A HEARTFELT appeal by a Stratford-upon-Avon man who was minutes from death after an unprovoked violent attack in the Caribbean hopes his plea for help will eventually allow him to rebuild his shattered life.
Harry Hayward, aged 46, was left fighting for his life after the vicious attack occurred in Antigua as he walked home.
“In November 2015 I was assaulted in an unprovoked violent attack. I was working as a professional diver at the time and co-opening a brand-new dive facility and only into my third week on the island.
“I suffered a massive head injury causing a large left sided extradural hematoma (TBI) and was very aware of the fact that I was being told I was going to be dead in 20 minutes if they did not find the neurosurgeon on the island. My right arm had already stopped working but I was not aware of any significant pain at this time or the fact that my brain was being crushed by my own blood.
“My life was saved thanks to a wonderful surgeon and very good timing and luck that he was in residence; although I had been left with a large hole in my skull and a permanent fracture all around the skull leading to a very difficult and lonely recovery. After three years I have just had a cranioplasty to fit a titanium plate and I am now a month out from surgery with no complications but a slightly bigger scar which I wear with pride and a very sore head,” Harry said.
For the last few years, Harry has been working part time cleaning B&Bs and generally getting his health and life back together but it’s not been easy for him.
“This has been very difficult with many emotional and psychological setbacks. I still have had no access to any kind of psychological treatment whatsoever but manage all of that through exercise, namely running every day. I live with complex PTSD and struggle with loneliness and frustration but I am determined to get back to the professions I love,” said Harry.
He’s set himself some important goals which he knows will help take him a step closer to the life he used to know.
Harry said: “I want to retrain by completing a fast track RYA Yachtmaster Offshore certificate and get my diving qualifications back up to date and in status if given clearance to dive again, so as to be able to create a steady income again with which I can support myself and work towards a better life. I have estimated that the total cost to do this and move forward is £20,000.
“In all honesty I feel rather uncomfortable with this approach to raising funds but the reality is with what I earn I am never going to do that and will continue waiting for psychological treatments that will never ever happen due to such massive waiting lists in the UK. I struggle with the bills and often have to choose between heating or food but I want more than anything to contribute to society again, to be useful, to raise a family and find happiness.”
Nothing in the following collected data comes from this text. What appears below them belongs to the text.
PR #727, opened 2020-11-18
'Large Party Map' Performance - Part 2/x

0xdevalias:
Part 1: https://github.com/sparkletown/sparkle/pull/726 (though this PR isn't directly dependant on it)

This PR contains a bunch of smaller cleanup parts as part of improving the performance of `src/components/templates/Camp/components/Map.tsx`. I decided to split them out into this PR to minimize the complexity of the bigger changes to come.

Main changes:

- 5447ea43 add useCampPartygoers() hook + minor cleanup in useConnectPartyGoers()
- 5eb19306 refactor Camp to use useCampPartygoers() hook + static selector reference for campVenueSelector
- refactor isExternalUrl, getRoomUrl, openRoomUrl, openUrl into utils + updates references
- add currentVenueSelectorData, orderedVenuesSelector + refactor components to use them + some minor cleanup on the way

See [commits](https://github.com/sparkletown/sparkle/pull/727/commits) for the rest.

PR #732, opened 2020-11-19
'Large Party Map' Performance - Part 3/x

0xdevalias:
**Related PR's:** https://github.com/sparkletown/sparkle/pull/726 (part 1), https://github.com/sparkletown/sparkle/pull/727 (part 2)

This PR focuses on splitting up `src/components/templates/Camp/components/Map.tsx` into more manageable 'related chunks', so that we can then properly fix the performance.

**Note:** this is still a WIP, but it should (mostly?) render/still work in it's current state, just won't have all performance fixes done yet.


src/components/templates/Camp/components/Map.tsx
```diff
@@ -109,495 +90,156 @@ export const Map: React.FC<MapProps> = ({
...
-                            borderRadius: "100%",
-                            alignSelf: "center",
-                            backgroundImage: `url(${partygoer?.pictureUrl})`,
-                            backgroundSize: "cover",
-                          }}
-                          avatarClassName={`${
-                            isMe ? "me profile-avatar" : "profile-avatar"
-                          }`}
-                          setSelectedUserProfile={setSelectedUserProfile}
-                          miniAvatars={venue?.miniAvatars}
```
0xdevalias, line 455: this was refactored into `src/components/templates/Camp/components/MapPartygoersOverlay.tsx`

src/components/templates/Camp/components/Map.tsx
```diff
@@ -109,495 +90,156 @@ export const Map: React.FC<MapProps> = ({
...
-                      onClick={(e) => onJoinRoom(e, room)}
-                    >
-                      {venue.joinButtonText ?? "Join now"}
-                    </div>
-                  </div>
-                  <div className="camp-venue-img">
-                    <img
-                      src={room.image_url}
-                      title={room.title}
-                      alt={room.title}
```
0xdevalias, line 525: this was refactored into `src/components/templates/Camp/components/MapRoomsOverlay.tsx`

src/components/templates/Camp/components/Map.tsx
```diff
@@ -109,495 +90,156 @@ export const Map: React.FC<MapProps> = ({
...
-                    />
-                  </div>
-                  {venue.roomVisibility === RoomVisibility.hover &&
-                    roomHovered &&
-                    roomHovered.title === room.title && (
-                      <div className="camp-venue-text">
-                        <div className="camp-venue-maininfo">
-                          <div className="camp-venue-title">{room.title}</div>
-                          <CampAttendance
-                            attendances={attendances}
```
0xdevalias, line 535: this was refactored into `src/components/templates/Camp/components/MapRoomsOverlay.tsx`

src/components/templates/Camp/components/Map.tsx
```diff
@@ -109,495 +90,156 @@ export const Map: React.FC<MapProps> = ({
...
-                      venue.roomVisibility === RoomVisibility.nameCount ||
-                      (venue.roomVisibility === RoomVisibility.count &&
-                        hasAttendance)) && (
-                      <div className="camp-venue-maininfo">
-                        {(!venue.roomVisibility ||
-                          venue.roomVisibility ===
-                            RoomVisibility.nameCount) && (
-                          <div className="camp-venue-title">{room.title}</div>
-                        )}
-                        <CampAttendance
```
0xdevalias, line 554: this was refactored into `src/components/templates/Camp/components/MapRoomsOverlay.tsx`

src/components/templates/Camp/components/Map.tsx
```diff
@@ -109,495 +90,156 @@ export const Map: React.FC<MapProps> = ({
...
+              <MapRow
+                key={`row${rowIndex}`}
+                showGrid={venue.showGrid}
+                hasSeatedPartygoer={hasSeatedPartygoer}
+                seatedPartygoerIsMe={isMe}
+                // TODO: make this a submodule + useCallback()?
+                onSeatClick={() => onSeatClick(row, column, seatedPartygoer)}
+              />
             );
           })}
```
0xdevalias, line 592: this was refactored into `src/components/templates/Camp/components/MapRoomsOverlay.tsx`

src/components/templates/Camp/hooks/useKeyPress.ts
```diff
@@ -0,0 +1,41 @@
+import { useEffect, useState } from "react";
+
+import { MOVEMENT_INTERVAL } from "./useKeyboardControls";
+
+// TODO: We can probably replace this with the mousetrap library
+//   https://craig.is/killing/mice
+export const useKeyPress = function (targetKey: string) {
```
0xdevalias, line 7: [TODO] see if mousetrap works better for this

- https://craig.is/killing/mice

Alternatively, using `useRef()` rather than `useState()` here may allow us to not break memoisation so often, but then we may need an alternative method of telling react to re-render when we actually want it to.

src/components/templates/Camp/hooks/useKeyboardControls.ts
```diff
@@ -0,0 +1,219 @@
...
+    },
+    [profile, user, venue, venues]
+  );
+
+  // TODO: this is duplicated logic from handlePotentialRoomClick in Map component, so we can probably simplify
+  // TODO: do we want to filter this? Or just handle 1 room hit
+  const hitRoom = useCallback(
+    (row: number, column: number) => {
+      let isHitting = false;
+      venue.rooms.forEach((room: CampRoomData) => {
```
0xdevalias, line 104: [TODO] see if we can de-duplicate this logic (and in doing so only have to process the rooms once rather than twice. If there are lots of rooms this could make a significant difference.

I was thinking of filtering the `venue.rooms` so that it only contains the list of 'hit' rooms, which in theory would only be one.

The current logic using `forEach` isn't going to stop when it finds a hit, which the rest of the code seems to imply it might want to do. So even if we just change this to use `.find()` or similar, could help:

- https://developer.mozilla.org/en-US/docs/Web/JavaScript/Reference/Global_Objects/Array/find

src/components/templates/Camp/hooks/useKeyboardControls.ts
```diff
@@ -0,0 +1,219 @@
...
+      isHittingRoom,
+      venue.rooms,
+      rows,
+      selectedRoom,
+      setIsHittingRoom,
+      setSelectedRoom,
+    ]
+  );
+
+  useEffect(() => {
```
0xdevalias, line 142: [TODO] splitting this up into multiple `useEffect()`'s would allow us to downscope the amount of things that can cause it to break memo, not sure if that will make a huge difference here or not though.

src/components/templates/Camp/hooks/useKeyboardControls.ts
```diff
@@ -0,0 +1,219 @@
...
+    if ((!currentPosition?.row && !currentPosition?.column) || keyDown) {
+      return;
+    }
+
+    const { row, column } = currentPosition;
+    if (row && column) {
+      const seatTaken = (r: number, c: number) => partygoersBySeat?.[r]?.[c];
+      if (enterPress && selectedRoom) {
+        setKeyDown(true);
+        setTimeout(() => setKeyDown(false), MOVEMENT_INTERVAL);
```
0xdevalias, line 154: [TODO] These `setTimeout`'s + multiple re-renders is most likely where the 'ghost movement' bug is coming from. The `mousetrap` library (mentioned above) is probably a decent solution to use here.

src/components/templates/Camp/hooks/useKeyboardControls.ts
```diff
@@ -0,0 +1,219 @@
...
+        return;
+      }
+      if (downPress) {
+        setKeyDown(true);
+        setTimeout(() => setKeyDown(false), MOVEMENT_INTERVAL);
+        if (row + 1 > DEFAULT_ROWS || seatTaken(row + 1, column)) {
+          return;
+        }
+        hitRoom(row + 1, column);
+        takeSeat(row + 1, column);
```
0xdevalias, line 166: These are some more examples of the arbitrary `+ 1` logic mentioned earlier, so if we can clean that up to be `0-indexed, then we can make all of this simpler too.

src/utils/reducers.ts
```diff
@@ -0,0 +1,28 @@
...
+  const col = selectCol(cur);
+
+  if (acc[row] === undefined) {
+    acc[row] = [];
+  }
+
+  acc[row][col] = cur;
+
+  return acc;
+};
```
0xdevalias, line 28: Calling this out mostly because I thought it was a really clean way to generically abstract the pattern we were using in `partygoersBySeat`.

0xdevalias (commented):
[FYI] I figured given how extensive the refactors here is that it might help to point out which chunks of code ended up where/similar.

I'll mark all of these 'pointer components' as resolved to reduce the spam a bit, but if you're looking at the diff and wondering where it ended up, there should hopefully be a comment pointing you in the right direction now!

This is my WIP state as of our quick sync this evening. I believe there are possibly some small bugs introduced here (eg. when I tried to demo it on the call it didn't seem as though the keyboard controls were working anymore). I also haven't applied a lot of the optimisations to it yet, that's my next step. But even without them, it seems as though it is already a bit more performant as it is.

src/utils/filter.ts
```diff
@@ -19,3 +23,43 @@
...
+
+/**
+ * Make a CampRoomData[] filter for rooms 'hit' by the supplied row/column.
+ *
+ * @param row
+ * @param column
+ * @param totalRows
+ * @param totalColumns
+ */
+export const makeCampRoomHitFilter = ({
```
thecadams, line 45: TODO: test this and see if hit-detection is working

src/utils/url.ts
```diff
@@ -40,3 +40,11 @@ export const openRoomUrl = (url: string) => {
 export const openUrl = (url: string) => {
   window.open(url, isExternalUrl(url) ? "_blank" : "noopener,noreferrer");
 };
+
+export const externalUrlAdditionalProps = {
+  target: "_blank",
+  rel: "noopener noreferrer",
+};
+
+export const getExtraLinkProps = (isExternal: boolean) =>
```
thecadams, line 49: great stuff! Lots more places we can use this in future

thecadams (approved):
lgtm, some stuff to test once we go to staging, looking good!

src/components/templates/Camp/components/MapRoomOverlay.tsx
```diff
@@ -0,0 +1,226 @@
...
+
+  const roomUnhovered = useCallback(() => {
+    dispatch(retainAttendance(false));
+    setRoomHovered(undefined);
+  }, [dispatch]);
+
+  // TODO: this is being spread here because the below code modifies it with .push()/etc
+  // const rooms = [...venue.rooms];
+
+  // TODO: what is the intent/purpose of this?
```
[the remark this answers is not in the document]
0xdevalias: The old code took a local copy of the array first, then modified it. So it could be trying to ensure the hovered/clicked/etc room is first in the array? Maybe?

src/components/templates/Camp/components/MapRoomOverlay.tsx
```diff
@@ -0,0 +1,226 @@
...
+  const shouldShowHovered =
+    venue.roomVisibility === RoomVisibility.hover &&
+    isRoomHovered &&
+    isRoomHovered.title === room.title;
+
+  // TODO: what is a better semantic name for this?
+  const shouldShow1 =
+    !venue.roomVisibility || venue.roomVisibility === RoomVisibility.nameCount;
+
+  // TODO: what is a better semantic name for this?
```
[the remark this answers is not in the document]
0xdevalias: This was mostly a quick hack job to pull them out of the JSX. Was more thinking like `doFoo` or similar, based on what the actual effect of it was. I just wasn't sure what the effect of it was at the time, and figured ready is better than perfect at the moment.

src/hooks/useMousetrap.ts
```diff
@@ -0,0 +1,88 @@
...
+
+  // @ts-ignore
+  bindRef,
+}) => {
+  const [boundElement, setBoundElement] = useState<HTMLElement | undefined>(
+    bindRef
+  );
+
+  // Update our boundElement if it ever changes so we trigger useEffect to re-subscribe
+  if (bindRef !== boundElement) {
```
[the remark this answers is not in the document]
0xdevalias: Yeah, I think you're right.

0xdevalias:
**Note:** while this PR was merged as part of 'The Great Merge', we should definitely come back to the comments here + clean things up a bit in future.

Harry added: “Traumatic brain injuries can vary greatly; one person can have very obvious deficits; another’s can be very subtle. That is why they call it the invisible injury. Many people will look at someone post traumatic brain injury and think that they are completely normal as they look and act normally, having no clue whatsoever as to the level of anguish, fear, pure terror and a feeling of separation that they go through, let alone the very subtle differences there are to self-identity.
“Confidence and feeling worthy again are other great obstacles that need to be overcome and this is in my case done by getting up every day and trying to make it better than the last.”